PR #570, opened 2024-02-15
Add Agent_settings in selectors

elyousfi5:
For testing i removed in_selectors all in_selectors of agent tsunami and left just `v3.asset.ip.v4`:
image

In agent group definition i passed `v3.asset.link`:
image

The right behavior of the agent would be to process messages of selector `v3.asset.link` and dont process messages of selector `v3.asset.ip.v4`, since they are overrided :

Link message test:
image

Ipv4 message test:
image


src/ostorlab/agent/agent.py
```diff
@@ -395,6 +395,37 @@ def _prepare_message(self, raw: bytes) -> bytes:
...
+            for selector in in_selectors
+            if any(
+                selector in extended_selector
+                for extended_selector in extended_selectors
+            )
+            is False
+        ]
+
+        in_selectors.extend(extended_selectors)
+
```
3asm, line 426: extended selectors should simply override the selectors. For this reason I don't think `extended` is the right name in the rest of the code.

The behavior we want to achieve is to replace the existing ones with the provided ones.

3asm (changes requested):

src/ostorlab/agent/agent.py
elyousfi5: @3asm i will rename to `runtime_in_selectors` !

3asm (approved):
◇ ◇ ◇
§ **TASK STATEMENT**:
Exactly as written, restate every record in the listing.

§ **RESPONSE TO THE EXERCISE**:
PR #570, opened 2024-02-15
Add Agent_settings in selectors

elyousfi5:
For testing i removed in_selectors all in_selectors of agent tsunami and left just `v3.asset.ip.v4`:
image

In agent group definition i passed `v3.asset.link`:
image

The right behavior of the agent would be to process messages of selector `v3.asset.link` and dont process messages of selector `v3.asset.ip.v4`, since they are overrided :

Link message test:
image

Ipv4 message test:
image


src/ostorlab/agent/agent.py
```diff
@@ -395,6 +395,37 @@ def _prepare_message(self, raw: bytes) -> bytes:
...
+            for selector in in_selectors
+            if any(
+                selector in extended_selector
+                for extended_selector in extended_selectors
+            )
+            is False
+        ]
+
+        in_selectors.extend(extended_selectors)
+
```
3asm, line 426: extended selectors should simply override the selectors. For this reason I don't think `extended` is the right name in the rest of the code.

The behavior we want to achieve is to replace the existing ones with the provided ones.

3asm (changes requested):

src/ostorlab/agent/agent.py
elyousfi5: @3asm i will rename to `runtime_in_selectors` !

3asm (approved):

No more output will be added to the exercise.